Limbah tersebut, dalam 10 kontainer besar, dinyatakan sebagai potongan logam campuran tetapi ternyata merupakan papan sirkuit yang dicampur dalam tumpukan besar potongan logam, kantor berita The Associated Press mengutip Theeraj Athanavanich, direktur jenderal Departemen Bea Cukai.
Theeraj mengatakan pihak berwenang berupaya mengajukan tuntutan termasuk secara keliru menyatakan barang impor dan mengimpor limbah elektronik secara ilegal. Limbah tersebut, yang ditemukan pada hari Selasa dalam pemeriksaan acak, akan dikembalikan ke negara asalnya, katanya.
"Penting bagi kita untuk mengambil tindakan terhadap barang-barang semacam ini," katanya.
"Ada dampak lingkungan yang berbahaya bagi masyarakat, terutama masyarakat di sekitar pabrik yang mungkin mengimpor barang-barang ini untuk diproses, kemudian didaur ulang."
Thailand memberlakukan larangan impor berbagai produk limbah elektronik pada tahun 2020. Kabinet pada bulan Februari menyetujui perluasan daftar bahan terlarang.
Tiongkok melarang impor limbah elektronik pada tahun 2018, yang menyebabkan peningkatan pengiriman ke tujuan lain, termasuk negara-negara Asia Tenggara.
Sunthron Kewsawang, wakil direktur jenderal Departemen Pekerjaan Industri, mengatakan para pejabat menduga setidaknya dua pabrik di provinsi Samut Sakhon terlibat dalam impor limbah tersebut.
Limbah elektronik menimbulkan banyak bahaya kesehatan. Banyak komponen mengandung timbal dan merkuri, kadmium, dan racun lainnya.
Para pendaur ulang mencari emas, perak, paladium, dan tembaga, terutama dari papan sirkuit cetak, tetapi kontrol yang longgar berarti bahwa fasilitas sering membakar plastik untuk melepaskan tembaga yang terbungkus dan menggunakan metode yang tidak aman untuk mengekstraksi logam mulia.
Sebuah laporan Perserikatan Bangsa-Bangsa tahun lalu mengatakan limbah elektronik menumpuk di seluruh dunia. Diperkirakan 62 juta ton limbah elektronik dihasilkan pada tahun 2022 dan diperkirakan angkanya akan mencapai 82 juta ton pada tahun 2030.

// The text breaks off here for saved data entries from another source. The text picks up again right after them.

PR #1261, opened 2023-05-03
Enable concurrent builds in CI for MacOS

### LINKED ISSUE #1147: Investigate problems with concurrent builds on mac
Not sure why we saw these problems pop up in the first place, but removing concurrency from the macos builds makes them pass CI tests, so that's what I did in #1145.

However, we naturally want concurrency, so we need to re-enable it, which means we need to figure out the reason why it failed in the first place... alternatively, we could perhaps just attempt random stack upgrades or similar to "workaround" the problem.

plajjan:
We had some issues with concurrent builds specifically on MacOS that we could never really pinpoint. They appeared out of thin air one day, perhaps they've also gone away by themselves...?

Fixes #1147

### DIFF
--- a/.github/workflows/test.yml
+++ b/.github/workflows/test.yml
@@ -61,7 +61,7 @@ jobs:
       - name: "Build Acton"
         run: |
           export ZIG_LOCAL_CACHE_DIR=~/zig-cache
-          make -C ${{ github.workspace }} BUILD_RELEASE=${{ env.BUILD_RELEASE }}
+          make -j2 -C ${{ github.workspace }} BUILD_RELEASE=${{ env.BUILD_RELEASE }}
       - name: "Build a release"
         run: make -C ${{ github.workspace }} release
       - name: "Upload artifact"


plajjan:
I've rerun this a bunch of times and while there have been some failures they have all been unrelated to the concurrent build, like just previously seen known errors.

However, I also cleared the build cache and reran the build, after which all the macos builds fails, thus it is truly broken. There is some part in the build, that is being cached, that does not work great when run concurrently. 

```
2023-05-04T11:01:10.5848390Z   CC       src/libpcre2_posix_la-pcre2posix.lo
2023-05-04T11:01:10.9824310Z   CC       src/pcre2posix_test-pcre2posix_test.o
2023-05-04T11:01:11.1755080Z   CCLD     libpcre2-8.la
2023-05-04T11:01:11.4563780Z ghc-cabal:
2023-05-04T11:01:11.4664320Z '/Users/runner/.stack/programs/x86_64-osx/ghc-8.10.7/lib/ghc-8.10.7/bin/ghc'
2023-05-04T11:01:11.4760570Z exited with an error:
2023-05-04T11:01:11.4862050Z Missing file:
2023-05-04T11:01:11.4948920Z /Users/runner/.stack/programs/x86_64-osx/ghc-8.10.7/lib/ghc-8.10.7/settings
...
```

so ghc-cabal is complaining about missing a file. And we do cache .stack dirs, so it's quite likely that this is what makes a difference here. But what does it fail when there is no cache? Are we trying to run multiple cabal concurrently and it is messing stuff up? cabal should be run implicitly from stack I think, which is run when compiling the compiler. While many other targets depend on the compiler I don't see how they would cause multiple concurrent builds since Make should be clever enough to figure out the dep and only run it once!?

We silence a bunch of the output in the actonc rule, which doesn't make debugging easier either.. not quite sure how to proceed. We could perhaps serialize dependency install, but we don't actually want that, like we want to run stack install concurrently with the rest of the build (building our C deps take a long time).

PR #1274, opened 2023-05-17
Added some more minor code generation improvements

sydow:


plajjan:
This fails on Linux with 
```
```

this comes from when we run `zig cc` using readCreateProcessWithExitCode. LANG is not set in env, so defaults to LANG=C I think. I suppose the output from the process we run might not be utf8. We don't have control over the file handle here, so can't force an encoding anyway.

I wrote a patch (#1276) to change the way we run processes, gaining control over the pipes and it indeed fixes this problem (although I don't quite understand why, because it works even without forcing an encoding, the refactoring alone is enough)... but that introduces other problems, now there are tests that time out. Very strange.

sydow:
Hi,

I saw that. The fault is with builtin_auto/builtin_functions_test.act, which does indeed contain a few non-ASCII  characters in UTF8. I note also that it is actonc which complains when it reads the file? But the most surprising thing is that it appears now. This test has been unchanged for a long time and I don’t think that anything in the pull request has anything to do with this. Could it have anything to do with a new zig? But I take it that the main branch still passes CI.

Björn

plajjan:
@sydow no, it is not when actonc directly reads the file. We have our own readFile function that I wrote awhile back that forces utf8 encoding when we read .act files. For .ty files we have our own readFile which doesn't enforce an encoding, but this has never been a problem, besides the files are rather binary, so perhaps we should do openBinaryFile instead of openFile?

But anyway, the hGetContents that fails is called from within the System.Process library. We call readProcessWithExitCode. It runs a process and sets up pipes to read that process stdout and stderr. It is somewhere there that it fails with this invalid byte sequence.

So whatever process we are running must output something to stdout or stderr that it doesn't like, perhaps a warning and then it includes part of the source file, thus we see the invalid byte sequence and error out. Perhaps your changes to CodeGen now outputs code that cc warns about, includes a line of the source code in the warning (does it ever do that?) and thus the error?

A workaround would be to set a locale in CI, like `LANG=en_US.UTF-8` and defer a more proper fix for later

plajjan:
I pushed a commit to set LANG and LC_ALL but it didn't make a difference, so back to the drawing board...

I did make some progress in my other branch (#1276) to entirely rework how we run subprocesses and got it running locally. It was like my 3rd attempt and the earlier ones failed and deadlocked but while developing this 3rd one I realized that I had a an actual block, like I was actually waiting on zig which in turn was trying to acquire a lock for building a file. The lock was held by another zig process from an earlier version of my code which was blocked on my buggy code in actonc :P so after `killall actonc` this 3rd version worked alright, but my 2nd attempt and perhaps even 1st attempt could also potentially have worked :P

Anyhow, this 3rd version works also in CI except for the brew test where it reproducibly hangs and brew test times out after 5 minutes. I can't figure out why. Not possible to reproduce locally (on macos) and debugging in CI is hell.

My latest attempt is now in #1277 and it appears to pass. It's treating stdout & stderr output as bytestrings as to avoid any encoding issues altogether. Will rerun it a couple of times just to make sure but does look like we have a working path forward there.. now to check if it makes this branch pass...

plajjan:
I did 3 reruns of #1277 and they all passed CI just fine, so I think I've solved the process running stuff there now. It's merged to main and I have now rebased this branch on main. CI running now... will hopefully pass :)

sydow:
Kristian, you’re a phenomenon.

PR #1276, opened 2023-05-18
Run CC process assuming utf8 on stdout/err

plajjan:
With readCreateProcessWithExitCode() as we previously used it, we got an error while compiling test/builtin_auto/builtin_functions_test.act:

  ...

The problem was noticed in CI for a new branch, which does not modify these parts of the compiler, yet fails on an existing test. It is reproducible on a Linux machine when LANG is not set (CI does not set LANG), so the system defaults to LANG=C (I think). The hGetContents is not called directly from our code (we enforce encoding where we do), but it must be called from within readCreateProcessWithExitCode() from the standard System.Process library. We have no way of modifying it. It's puzzling because the output of the commands run do not appear to contain anything but US ASCII, so it's unclear how we can get an invalid byte sequence. And why is this only happening in a branch with seemingly unrelated changes?

I refactored the code to use withCreateProcess context instead, which allows more direct control over the stdout & stderr pipes. I now force utf8 encoding but it should be noted that I got all of this to work *before* forcing encoding. Simply refactoring and running hGetContents ourselves made it work. I do not understand why.

Running CC is also moved to a separate function that can be called from the two places where we run CC. Less code!

Also, while we now enforce encoding, this is just enforcing our assumed encoding when reading. The processes we run could be outputting something else. I presume they honor locale, so it might in fact not be UTF-8 now. But can we influence that in a portable way? I don't see how, setting LANG=en_US.UTF-8 won't work on a machine with sv_SE.UTF-8 and it won't work on another OS?

### DIFF
--- a/compiler/ActonCompiler.hs
+++ b/compiler/ActonCompiler.hs
@@ -36,7 +36,11 @@ import qualified Pretty
 import qualified InterfaceFiles
 
 import Control.Applicative
+import Control.Concurrent.Async
+import Control.Concurrent.MVar
 import Control.Exception (throw,catch,displayException,IOException,ErrorCall)
+import Control.Exception (bracketOnError)
+import Control.Concurrent (forkIO)
 import Control.Monad
 import Data.List.Split
 import Data.Monoid ((<>))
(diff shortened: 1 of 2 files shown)


plajjan:
This does not pass the brew test for some reason. I can't figure it out.

I have another solution in #1277 that does work and I think it's a better solution. Instead of forcing utf8 encoding, we assume the output is bytestrings and just pass it through. It should be safer in all situations as we don't really need to parse it as text in actonc anyway.

Closing as #1277 is better.

PR #102, opened 2018-04-23
Use different pull request resource

thardeck:
to disable the automatic test runs against forks.
https://github.com/jtarchie/github-pullrequest-resource

Only people with write access should be able to trigger automatic tests.


mook-as:
Looks like this change is already deployed on the pipeline. (That's fine, just means I didn't have to re-deploy.)

PR #104, opened 2018-04-26
Use github token for hub

thardeck:
instead of password to prevent creation of tokens each time.


cf-usb/config-production.yaml
```diff
@@ -28,7 +28,7 @@ s3-disable-ssl: false
 charts-release-tool-url: *cap-release-tool-url
 charts-github-org: SUSE
 charts-github-username: *github-username
-charts-github-password: *github-password
+charts-github-access-token: *github-acces-token
```
mook-as: Typo :(

PR #107, opened 2018-05-10
2.9.0 secrets workaround

prabalsharma:
disable brain-tests for 2.8.0, remove trailing `/` from registry hostname, kube.secrets_generation_counter=2


qa-pipelines/tasks/cf-upgrade.sh
```diff
@@ -179,6 +179,7 @@ helm upgrade scf ${CAP_DIRECTORY}/helm/cf${CAP_CHART}/ \
     --set "env.UAA_HOST=${UAA_HOST}" \
     --set "env.UAA_PORT=${UAA_PORT}" \
     --set "secrets.UAA_CA_CERT=${CA_CERT}" \
+    --set "kube.secrets_generation_counter=2"\
```
HartS: We need to do this for  UAA also

PR #109, opened 2018-05-28
Harts cf usb test in upgrade

HartS:


HartS:
For SA upgrades, the usb test apps may not yet be available when it gets to https://github.com/SUSE/cf-ci/blob/958b6228aeb1fc6bd0acc142a0f7b0ff3f71ceed/qa-pipelines/tasks/usb-post-upgrade.sh, so we may need to add some retry logic.

PR #118, opened 2018-06-21
Use current branch for pipeline deploy

HartS:
No longer specify the branch in the config file. The user can specify it
when deploying (with the '-b' or '--branch' flags). Otherwise, the
set-pipeline script will take the name of the current branch. If the
branch doesn't exist on the remote, or the user is in a detached head,
provide appropriate output and exit


HartS:
Added a commit to append the branch/tag name to the pipeline name, which might be used instead of the prefix option.

For example, testing this work by deploying the `cap-qa-deployments` pipeline from this branch results in the pipeline named `cap-qa-deployment-harts-add-branch-param`

PR #124, opened 2018-06-28
Harts get domain from configmap

HartS:
Uses `cap-values` configmap to get information for `external_ips` and `DOMAIN` when deploying CAP. This will be set by the `prep-new-cluster.sh` script in the future (which will be compatible with CaaSP2, CaaSP3, Azure, and Openstack), but for now this can be added manually with a command like the following: `kubectl create configmap -n kube-system cap-values --from-literal=internal-ip=172.... --from-literal=public-ip=10....`

Builds on top of https://github.com/SUSE/cf-ci/pull/123

### DIFF
--- a/qa-pipelines/tasks/cf-deploy-upgrade-common.sh
+++ b/qa-pipelines/tasks/cf-deploy-upgrade-common.sh
@@ -149,7 +149,6 @@ set -o allexport
 # the public IP (used for DOMAIN) will be taken from the floating IP or load balancer IP.
 external_ip=$(kubectl get configmap -n kube-system cap-values -o json | jq -r '.data["internal-ip"]')
 public_ip=$(kubectl get configmap -n kube-system cap-values -o json | jq -r '.data["public-ip"] // empty')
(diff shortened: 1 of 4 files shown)


qa-pipelines/tasks/cf-deploy-upgrade-common.sh
```diff
@@ -0,0 +1,161 @@
...
+}
+
+set -o allexport
+
+# The internal/external and public IP addresses are now taken from the configmap set by prep-new-cluster
+# The external_ip is set to the internal ip of a worker node. When running on openstack or azure, 
+# the public IP (used for DOMAIN) will be taken from the floating IP or load balancer IP.
+external_ip=$(kubectl get configmap -n kube-system cap-values -o json | jq -r '.data["internal-ip"]')
+public_ip=$(kubectl get configmap -n kube-system cap-values -o json | jq -r '.data["public-ip"] // empty')
+public_ip=${public_ip:-$external_ip}
```
prabalsharma: I guess this should be removed

PR #126, opened 2018-06-28
Add new configs for ecp and azure pools

HartS:


qa-pipelines/config-provo.yml
```diff
@@ -28,4 +28,4 @@ organization: splatform
 magic-dns-service: omg.howdoi.website
 
 cap-sle-url: https://s3.amazonaws.com/cap-release-archives/master/scf-sle-2.8.0%2Bcf1.15.0.0.g5aa8b036-amd64.zip
```
prabalsharma: should be 2.10.1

Laporan tersebut mengatakan hanya 22% limbah yang dikumpulkan dan didaur ulang dengan benar pada tahun 2022. Jumlah tersebut diperkirakan akan turun menjadi 20% pada akhir dekade ini karena konsumsi yang lebih tinggi, opsi perbaikan yang terbatas, siklus hidup produk yang lebih pendek, dan infrastruktur pengelolaan yang tidak memadai.